With the salt mint recognition model designed based on the U-Net, many attempts are conducted to further optimizing the model. The differences in the loss value and accuracy of different model optimization strategies are shown in Fig. 8. From the comparisons, we can clearly see that the segmentation of small objects and the positioning of object boundaries could be improved by adding hyper-column and scSE modules into the U-Net model, and the overfitting degree of the model on the training set can be effectively reduced by adding auxiliary functions and depth supervision scheme. In addition, the combination of hyper-column and scSE could achieve a greater improvement in model accuracy than that separately adding hyper-column or scSE module.

Fig. 8.
figure 8

Differences in the loss value and accuracy of different model optimizations.

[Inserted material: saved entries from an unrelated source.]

PR #1030, opened 2020-05-08
Support capability argument for sessions_for_view

rchl:
- Allow passed capability to be in 'dotted' format like 'textDocumentSync.change'
- Replace some checks to use get_dotted_value to make code more compact

The logic of changed code is not necessarily 100% identical to the old
one (empty dicts will return True now) but I think it shouldn't make
a difference in practice.

This change merges cleanly with st4000-exploration branch also.

### DIFF
--- a/plugin/core/registry.py
+++ b/plugin/core/registry.py
@@ -73,12 +73,14 @@ def client_from_session(session: Optional[Session]) -> Optional[Client]:
     return session.client if session else None
 
 
-def sessions_for_view(view: sublime.View, capability: str = None, point: int = None) -> Iterable[Session]:
+def sessions_for_view(view: sublime.View, capability: Optional[str] = None,
+                      point: Optional[int] = None) -> Iterable[Session]:
     return (session for session in _sessions_for_view_and_window(view, view.window(), point)
             if not capability or session.has_capability(capability))
 
 
-def session_for_view(view: sublime.View, capability: str, point: int = None) -> Optional[Session]:
+def session_for_view(view: sublime.View, capability: Optional[str],
+                     point: Optional[int] = None) -> Optional[Session]:
     return next((session for session in sessions_for_view(view, capability, point)), None)
 
 
--- a/plugin/core/registry.py
+++ b/plugin/core/registry.py
@@ -73,15 +73,13 @@ def client_from_session(session: Optional[Session]) -> Optional[Client]:
     return session.client if session else None
 
 
-def sessions_for_view(view: sublime.View, point: Optional[int] = None) -> Iterable[Session]:
-    return _sessions_for_view_and_window(view, view.window(), point)
+def sessions_for_view(view: sublime.View, capability: str = None, point: int = None) -> Iterable[Session]:
+    return (session for session in _sessions_for_view_and_window(view, view.window(), point)
+            if not capability or session.has_capability(capability))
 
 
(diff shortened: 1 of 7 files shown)


plugin/core/registry.py
```diff
@@ -73,15 +73,13 @@ def client_from_session(session: Optional[Session]) -> Optional[Client]:
...
+    return (session for session in _sessions_for_view_and_window(view, view.window(), point)
+            if not capability or session.has_capability(capability))
 
 
-def session_for_view(view: sublime.View,
-                     capability: str,
-                     point: Optional[int] = None) -> Optional[Session]:
-    return next((session for session in sessions_for_view(view, point)
-                 if session.has_capability(capability)), None)
+def session_for_view(view: sublime.View, capability: str, point: int = None) -> Optional[Session]:
```
rchl, line 81: So when we use default argument then we don't need `Optional` annotation? It works either way, not sure what's preferred though.

rwols: Odd. It might be a mypy bug. It should definitely be `point: Optional[int] = None`, if only for communication to the reader.

rchl: No, I think it works either way with mypy.

tests/test_session.py
```diff
@@ -245,7 +247,6 @@ def test_document_sync_capabilities(self) -> None:
         self.assertEqual(session.text_sync_kind(), TextDocumentSyncKindIncremental)
         self.assertTrue(session.should_notify_did_change())
         self.assertFalse(session.should_notify_will_save())  # old-style text sync will never send willSave
-        self.assertFalse(session.should_request_will_save_wait_until())
         self.assertEqual(session.should_notify_did_save(), (False, False))
```
rwols, line 250: If the lang server is "old" and has this in its server capabilities:

```
'capabilities': {
  'textDocumentSync': 2
}
```
Does `has_capability('textDocumentSync.change')` still return True?

rchl: Not in this case since it doesn't include `change` property.

rwols: Should it return True? The server can do incremental text sync, I think that's what one asks when querying `has_capability('textDocumentSync.change')`?

Does `has_capability` mean "Is this dotted path present" or does it mean "does the server have this capability" ?

rchl: I'd say it's just "is this dotted path present and not False or Null".
This is also how previous implementation of `has_capability` worked really. We have more specific methods for capabilities checks that need more fancy logic.

plugin/core/sessions.py
```diff
@@ -242,21 +242,17 @@ def __init__(self,
         self._initialize()
 
     def has_capability(self, capability: str) -> bool:
-        return capability in self.capabilities and self.capabilities[capability] is not False
+        value = self.get_capability(capability)
+        return value is not False and value is not None
```
rwols, line 246: I remember we had to account for `registerOptions` not being present. In that case I think we place a `None` value in `self.capabilities`?

```
 set_dotted_value(self.capabilities, capability_path, registration.get("registerOptions"))
```

Perhaps this should become:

In the designed salt mine image segmentation model, multiple loss functions are adapted to further improve the model generalization capability. With U-Net model and padding/horizontal mirror flip enabled data augmentation, the differences in the loss value and accuracy of using different loss functions are shown in Fig. 9. From the comparisons, we can clearly see that BCE is simple and fast to be calculated, but it is easily affected by the imbalance sample category. Lovasz can directly achieve the optimization from the model indicators with high returns but slow efficiency.

Fig. 9.
figure 9

Differences in the loss value and accuracy of using different loss functions.

6 Conclusion

In this paper, with the in-depth application of deep learning in image segmentation for salt mine recognition, a deep convolutional neural network based image segmentation model is investigated. With exploratory data analysis to mine the characteristics and data processing to increase the size of the image data, a basic recognition model is first designed based on U-Net model integrated modified ResNet34, and many model optimization methods then are used to further optimizing the model according to the data characteristics. Additionally, to further improving the model generalization capacity, multiple loss functions are investigated as well. Finally, numerical analyses are shown to evaluate the efficiencies on loss value and recognition accuracy.